The great philosopher put a dot on each student forehead. There are 2 possibilities color of dot that will be used: red and blue. Each student should know the color of dot on the other student heads, but shouldn’t know his own color. The challenge is to figure out the color of dot in their own forehead.

After putting the dot, the philosopher will ask all students if they see at least one red dot on their friend’s forehead. If they see, they should raise up their hand.

So then the battle begin, each of students think deeply and logically to find out the color of dot in their head. The great philosopher actually put red dot to all of them. Sure he did this to make the test as fair as possible. If he put different color, the chance doesn’t same anymore for each student. But by having all red dot in all head, now he create a very fair test for his students. Now it will relay on his student’s logical thinking to answer this test.

This puzzle seems impossible to be answered, but that is the greatest point of puzzle, tomake the reader think that it’s unanswerable. But it has an answer. And the smartest student will be able to find it. How about you, if you are one of the students, can you answer it? No guessing of course, it should based on logical deduction.

After several time one of the students answer it. He say that his head have red dot. How can he find that out? This is how he thinks:

First, there is only two possible answer: red and blue.

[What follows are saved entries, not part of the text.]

PR #2146, opened 2024-01-17
limactl start: add `--foreground` flag

norio-nomura:
This change adds the `--foreground` flag to `limactl start`.

This flag:

- Launches `limactl hostagent` with `syscall.Exec`, which allows `limactl start --foreground` to be used in macOS's `launchd.plist`, making it possible to hide `limactl hostagent`.
- When launched from the terminal, it uses the terminal for standard output and standard error instead of the default `ha.std{out,err}.log` files. In this case, a message indicating that the default log files are not used is written to the log files.
- When launched from something other than the terminal, such as `launchd`, it uses the `ha.std{out,err}.log` files as before.
- Cannot be used on Windows.

The following are the updated steps to set up the Docker instance of Lima to start at login using launchd on macOS:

Second, he sees that all students raise their hand, it means at least there are 2 red dots. He have seen 2 red dots, but it doesn’t guarantee anything, there is still 50-50 chance for red and blue on his head.

Third, he tries to think as his friend’s think. His friend will see 1 red dot and one on his head. If his friend see blue dot in his head, then it means his friend will instantly know that he (his friend) should have red dot. But it doesn’t happen. So the only possibility is that he has red dot.

Simple answer isn’t it? But I don’t think every person can catch this at the first time. Can you :D?